Informal Opinion Number: 2023-04

Adoption Date: April 26, 2023

Rules: 4-3.7
Lawyer as Witness
Subject: Lawyer as Witness
Summary: lawyer as witness when representing client in order of protection

Question: Lawyer represents Client in seeking an order of protection, and assisted Client in completing paperwork for the petition such that portions are in the handwriting of Lawyer. Opposing Counsel claims that Lawyer is now a necessary witness and files a Motion to Disqualify Lawyer. Lawyer asks if there is an issue in assisting future clients in drafting order of protection pleadings in a similar manner.

Answer: If Lawyer is representing Client, Lawyer may assist Client in carrying out the objectives of that representation pursuant to Rule 4-1.2 (Scope of Representation). Whether Lawyer will be considered to be a “necessary witness” for the purposes of Rule 4-3.7 (Lawyer as Witness) is really a question of law and fact outside the Rules of Professional Conduct and must be determined by the Court. See e.g., Missouri Informal Opinions 2015-06, 2014-03, 20040012, 20000234, 990148, 980098, and 950226. In examining whether Lawyer will be a “necessary witness” for the purposes of Rule 4-3.7, in addition to substantive law, Lawyer should consider the guidance provided in the Comments to Rule 4-3.7, specifically Comment [2] as it addresses the possibility of the tribunal being misled or confused by the lawyer’s role in the matter or opposing party’s right to object if the combination of roles by Lawyer may prejudice that party’s rights in the litigation. Comment [4] to Rule 4-3.7, provides factors to be considered in balancing the interest of client, tribunal and opposing party, and states: “[w]hether the tribunal is likely to be misled or the opposing party is likely to suffer prejudice depends on the nature of the case, the importance and probable tenor of the lawyer’s testimony, and the probability that the lawyer’s testimony will conflict with that of other witnesses. Even if there is risk of such prejudice, in determining whether the lawyer should be disqualified, due regard must be given to the effect of disqualification on the lawyer’s client.”

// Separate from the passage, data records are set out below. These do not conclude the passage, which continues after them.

Issue #204, opened 2021-10-23
bpf tc can't load by tc or cargo bpf load


Sherlock-Holo:
I'm using Archlinux

> Linux sherlockholo-pc 5.14.14-arch1-1 #1 SMP PREEMPT Wed, 20 Oct 2021 21:35:18 +0000 x86_64 GNU/Linux

I try this codes
```rust
#![no_std]
#![no_main]

use redbpf_probes::tc::prelude::*;
// use redbpf_probes::xdp::prelude::*;

program!(0xFFFFFFFE, "GPL");

#[tc_action]
fn test(skb: SkBuff) -> TcActionResult {
    Ok(TcAction::Ok)
}
```

and build with `cargo bpf build`

When I try to load it by `sudo tc filter add ingress bpf da obj target/bpf/programs/learn_bpf/learn_bpf.elf sec tc_action/test`

it reports

> Error fetching program/map!
> Unable to load program

also I try to use cargo-bpf, `sudo -E cargo bpf load -i lo target/bpf/programs/learn_bpf/learn_bpf.elf`, it just stuck without any output.

How should I do to load the bpf tc program?

d0u9:
Is the rust code for bpf are directly compiled by llvm? Something like:

```
llvm [options] -arch bpf -o bpf.rust
```

Or multiple steps are utilized to translate .rust to .xxx to .bpf?

d0u9:
I just found that article, and that is much complex than I thought before.

rhdxmr:
@Sherlock-Holo 

> @rhdxmr well... that's so hard to try to remove the `.text` section :(
> 
> I have try similar bpf tc codes, written by c, and compile by `clang -I ./headers -Wall -O3 -target bpf -c main.c -o main.o` (please ignore the -I ./headers, actually there's nothing there)
> 
> and load by tc success directly, no need to remove any section
> 
> is a plan to let redbpf can load by tc directly without removing some section?

I agreed with your opinion so I tried to remove `.text` section from ELF relocatable.
The problem has been solved by this PR #224
The fix will be released soon with a RedBPF `v2.2.0` release.
Hence, with the `v2.2.0` perhaps don't need to struggle with removing the `.text` section manually.

Thanks,

PR #224, opened 2021-11-15
Remove .text section

rhdxmr:
* Remove `redbpf-macros/src/mem.rs` not to include `memcpy`, `memset`, `memcmp` in the `.text` section
* Strip `.text` section from the relocatable elf file

I was unconvinced why the `memcmp`, `memcpy`, `memset`, `memmove`, `bcmp` are defined in the `redbpf-macros`. Also, to strip `.text` section it is better to not have those definitions in `.text` section.


rhdxmr:
I tried to remove `.text` section to solve the problem that is reported by this issue
* #204

It is evident that all new users struggle with the `.text` section when they try using tc action.

rsdy (approved):

rsdy:
Is it worth cutting a release with this? Seems like this is a great improvement for many people.

rhdxmr:
@rsdy 
Okay. I'll prepare release note.
And I want one more PR to get merged before release new package.
I'll send new PR in few hours.

PR #228, opened 2021-11-19
Add support for sk_lookup BPF programs

cbrewster:
This follows up on https://github.com/foniod/redbpf/pull/216 on the BPF side of things.

Currently this is a work in progress, but should expose what is needed to write some `sk_lookup` programs.


cbrewster:
I don't think I'll have the time to fix this up and land 😢 anyone is welcome to pick this up though

PR #241, opened 2021-12-02
Support BTF for tc command

### LINKED ISSUE #233: BTF section is miss but bpf_spin_lock need it
When use `bpf_spin_lock` or `bpf_spin_unlock` in tc BPF program and load by tc, the verifier will reports

> ```
> 35: (85) call bpf_spin_lock#93
> map '' has to have BTF in order to use bpf_spin_lock
> ```

rhdxmr:
Currently, the `.BTF` section is removed during compilation if the ELF
relocatable file includes tc action probes. Because the `.BTF` section contains
invalid type identifiers that are not permitted by BPF verifier. The BPF
verifier allows type identifiers to have characters that are only compatible
with C language, but the type identifiers generated by rustc are invalid from
the point of view of BPF verifier. And also `.BTF` section contains new BTF
types that are not supported by `tc` command. So it was neat to delete the
problematic `.BTF` section from ELF relocatable file if it contains tc_action
BPF programs.

But a few days ago @Sherlock-Holo reported that `tc` commands fails to load BPF
program if it tries to call `bpf_spin_lock` helper function. And the root cause
is the absence of `.BTF` section. Because `bpf_spin_lock` needs BTF records.

To solve this issue, make `cargo-bpf` substitute invalid characters of type
identifiers with underscore and also modify `cargo-bpf` to filter out BTF types
that are not supported by `tc` command.

This resolves #233.


rsdy (approved):
Wow. This is impressive. 👍

rhdxmr:
I pushed new commits to fix build failure and now all build tests pass.

rhdxmr:
I am merging this PR. Thank you @rsdy for approving this.
I hope this PR is helpful to someone.

PR #244, opened 2021-12-11
Build RedBPF on aarch64 as well as x86_64 docker containers

rhdxmr:

### DIFF
--- a/.github/workflows/build-test.yml
+++ b/.github/workflows/build-test.yml
@@ -42,9 +42,9 @@ jobs:
         bash -c 'export KERNEL_SOURCE=$(echo /lib/modules/*) \
           && echo KERNEL_SOURCE=$KERNEL_SOURCE \
           && cargo clean \
-          && cargo build \
-          && cargo build --bin cargo-bpf \
-          && cargo build --features=kernel5_8 --examples'
+          && cargo build --no-default-features --features=llvm13 \
+          && cargo build --no-default-features --features=llvm13,command-line --bin cargo-bpf \
+          && cargo build --no-default-features --features=llvm13,kernel5_8 --examples'
     -
       name: Build RedBPF with vmlinux on x86_64 Ubuntu 21.04
       run: |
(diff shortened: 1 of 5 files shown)


rhdxmr:
Oops.. I mistakenly sent PR to this repo directly. My intention was to send it to my forked repo and test the yaml file.
I'll do some more test and request a review then.

rhdxmr:
@rsdy 

It took quite long time to finish this PR but finally it's done.
Phew.. making build images is a time consuming job.

Here's the list of modification this PR brings.

- Modify build-test.yml to use new `ghcr.io/foniod/redbpf-build` docker images
- Add `linux/arm64` build environments
- Fix build failure on `linux/arm64` build environments

.github/workflows/build-test.yml
```diff
@@ -14,129 +14,578 @@ on:
...
   publish:
     runs-on: ubuntu-latest
     if: startsWith( github.ref, 'refs/tags/v')
     needs:
-    - fedora-34-build-test
-    - ubuntu-2104-build-test
-    - ubuntu-2004-build-test
-    - ubuntu-1804-build-test
-    - alpine-314-build-test
+    - build-on-x86_64-ubuntu-2104
```
rsdy, line 575: I think we should split this list into 2 targets, x64 and aarch64, so that they can run in parallel. Then we can also make any other higher-level target depend on these two.

rsdy (approved):
It's an interesting approach to use, it looks cool. However, I'd maybe try to introduce separate build targets for x64 and aarch64 to make failures a bit easier to follow.

rhdxmr:
@rsdy 
I am merging this.

But I could not understand your suggestion.
What do you mean separate build targets for x64 and aarch64?

rsdy:
Just to categorise the jobs somehow to be able to say "x64 works" and "aarch64 works", without all the details. I just peeked at Actions, and it looks fine, so not a big deal. Sorry if the terminology was off.

PR #246, opened 2021-12-16
Add support for devmap map type

kriomant:


rhdxmr:
@kriomant 
Apologies for the late response.

I reviewed this PR few times and checked it whether it works correctly. By writing some example code and running it in VM, I observed the DevMap is working as expected.

I think this PR is great and good to merge into main branch. Please don't mind the build test failure, I believe the failure is not caused by this PR. The build test had been fixed a few days after this PR was sent but as this PR is still based on the older commits, the build failure still happens.

Thanks for your contribution!
I was glad to look into your contribution and also I could learn from you. Thank you.

Happy New Year and I wish you all the best for 2022.

rhdxmr (approved):

rhdxmr:
@kriomant
You're welcome. It was my pleasure to review your PR.

> Can we always use "___btf_map{}" name for both cases? If not, why? 

tc or libbpf has its own format for delivering BTF information from probes to
runtime loader.  RedBPF also has its own semantic for doing that. And these
formats are internal implementation details.

Making RedBPF compatible with libbpf or tc is not a main goal of RedBPF project
at present so I decided to keep the tc-case separated from the normal case.

And the format of the BTF structure could be changed in the future. libbpf
could change the format without discussing with us, vice versa. So I think
it is better not to follow their internal implementation.

`____btf_map_{}` is the format of the name, that tc or libbpf make use of, so
RedBPF just mimics that. But as you know it is not a guaranteed thing like API,
but just an implementation detail of them. It is fragile.


> Can we also generate such struct for maps with fixed key and value types?

I'm sorry I don't understand what "fixed keys and values" means here.

kriomant:
> And the format of the BTF structure could be changed in the future. libbpf could change the format without discussing with us, vice versa. So I think it is better not to follow their internal implementation.
> `____btf_map_{}` is the format of the name, that tc or libbpf make use of, so RedBPF just mimics that. But as you know it is not a guaranteed thing like API, but just an implementation detail of them. It is fragile.

But right now you depend on it anyway, will it be any worse if you generate such info for all types of maps?

> > Can we also generate such struct for maps with fixed key and value types?
> I'm sorry I don't understand what "fixed keys and values" means here.

I mean maps which are not parametrised by key/value types, such as DevMap. They still has some internal key and value types, `u32` in case of DevMap.

If `map` macro generated same code for all types of maps (tc-compatible, parametrized by key/value types, non-parameterized) then it would have been possible to use traits. Benefits:
* user may use type aliases for maps, right now type name is analyzed
* user may define their own types of BPF maps compatible with `map` macro without modifying RedBPF library

rhdxmr:
@kriomant 
I understand what you are planning. That sounds cool.

> > And the format of the BTF structure could be changed in the future. libbpf could change the format without discussing with us, vice versa. So I think it is better not to follow their internal implementation.
> > `____btf_map_{}` is the format of the name, that tc or libbpf make use of, so RedBPF just mimics that. But as you know it is not a guaranteed thing like API, but just an implementation detail of them. It is fragile.
> 
> But right now you depend on it anyway, will it be any worse if you generate such info for all types of maps?

You're right. Currently, `____btf_map_{}` and `MapBtf` are similar so it will
not be any worse if `____btf_map_{}` type replaces `MapBtf` type.
I just looked into the RedBPF code related to the `MapBtf`, it seems okay to
unify the BTF type info. I'm not 100% sure so you might check that while you
are working on.


> If `map` macro generated same code for all types of maps (tc-compatible, parametrized by key/value types, non-parameterized) then it would have been possible to use traits. Benefits:
> 
> * user may use type aliases for maps, right now type name is analyzed
> * user may define their own types of BPF maps compatible with `map` macro without modifying RedBPF library

I like what you suggested as benefits. But I can't come up with how new API
would look like and how to make it better so I'd rather wait for your design
suggestion.


I appreciate your contribution to RedBPF.

Regards,

PR #1484, opened 2023-08-18
test: add runtime testing for Go models 

### LINKED ISSUE #1333: Add runtime testing for Go
#### Reason/Context
In https://github.com/asyncapi/modelina/pull/1272 we added the initial runtime setup for Java, now it's time to replicate it for Go.

The reason we add these is to ensure that the code that is generated is semantically and syntactically correct, and the only way to achieve this is by testing the models at runtime.

This initial setup should be as simple as possible, just a Go project, with a single test and a single generated model, and that's it.

Here is the general task list:

- [ ] Create a Go project under; `test/runtime/runtime-go`
- [ ] Add a simple test code generation script here: `test/runtime/runtime-go.ts`. Check out the Java variant as an example https://github.com/asyncapi/modelina/blob/master/test/runtime/runtime-java.ts
- [ ] Add the generation script to the package file: https://github.com/asyncapi/modelina/blob/ba0bd41e9803394f56872c5ec92f8e335a4d687a/package.json#L98
- [ ] Run the generation script
- [ ] Manually add a simple test for the generated models, could be as simple as just creating an instance of it.
- [ ] Add a simple Jest script, which just execute the Go test: https://github.com/asyncapi/modelina/blob/master/test/runtime/runtime-java.spec.ts
- [ ] Add a simple script that will run the test: https://github.com/asyncapi/modelina/blob/ba0bd41e9803394f56872c5ec92f8e335a4d687a/package.json#L97
- [ ] Create a CI workflow that runs the runtime tests: https://github.com/asyncapi/modelina/blob/master/.github/workflows/runtime-java-testing.yml

And that's it 🎉

Devansh-Bhatt:
**Description**

- Created a Go Project under `test/runtime/runtime-go`
- Added a simple test-code generations script at: `test/runtime/runtime-go`
- Added a generation script in `package.json`
- Ran the generation script and ignored the directory `test/runtime/runtime-go/target` which contained the auto generated models as a result of running the generation script
- Manually added a simple test for the generated models under `test/runtime/runtime-go/Test_Go/Test_Address.go`
- Added a jet script to execute the Go test
- Added the script to the run the test in `package.json`
- Create  CI Workflow that runs the runtime test under ` .github/workflows/runtime-go-testing.yml
`

**Related issue(s)**
Resolves #1333


test/runtime/runtime-go/Test_Go/Test_Address.go
```diff
@@ -0,0 +1,58 @@
...
+
+func TestShouldNotContainAdditionalPropertiesWhenSerialized(t *testing.T) {
+	address := runtimego.Address{
+		StreetName:           "Test Address 2",
+		HouseNumber:          2.0,
+		Marriage:             true,
+		Members:              nil,
+		ArrayType:            nil,
+		NestedObject:         nil,
+		AdditionalProperties: nil,
```
jonaslagoni, line 40: @Devansh-Bhatt if you look at one of the other runtime test, do you mind using the same values as in there? 🙂

test/runtime/runtime-go/Test_Go/Test_Address.go
```diff
@@ -0,0 +1,58 @@
+package Test_Go
+
+import (
+	"encoding/json"
+	runtimego "runtimego/target"
+	"testing"
+)
+
+func TestShouldbeAbleToSerializeModel(t *testing.T) {
```
jonaslagoni, line 9: We still need to compare the actual serialized value with something we expect, you can grab the one in the other runtime test 🙂

jonaslagoni (changes requested):
Looks great @Devansh-Bhatt!

Just got those two comments, and then please use `test:` as the PR title 🙂

test/runtime/runtime-go/Test_Go/Test_Address.go
jonaslagoni: Yep, thats about it 👍

Devansh-Bhatt:
@jonaslagoni Is there any issue with the commit / changes that i made. I quite don't seem to understand what's the issue here 😕

jonaslagoni (approved):
LGTM 👍

jonaslagoni:
@all-contributors please add @Devansh-Bhatt  for test, infra

PR #1486, opened 2023-08-22
fix: adds format in options instead of using original input

kennethaasan:
**Description**

- fix: adds format in options instead of using original input. The original input can't be trusted when merging schemas. This PR fixes that issue.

Informal Opinions are ethics advisory opinions issued by the Office of Legal Ethics Counsel to members of the Bar about Rule 4 (Rules of Professional Conduct), Rule 5 (Complaints and Proceedings Thereon), and Rule 6 (Fees to Practice Law) pursuant to Missouri Supreme Court Rule 5.30(c). Written summaries of select Informal Opinions are published for informational purposes as determined by the Advisory Committee of the Supreme Court of Missouri pursuant to Rule 5.30(c). Informal opinion summaries are advisory in nature and are not binding. These opinions are published as an educational service and do not constitute legal advice.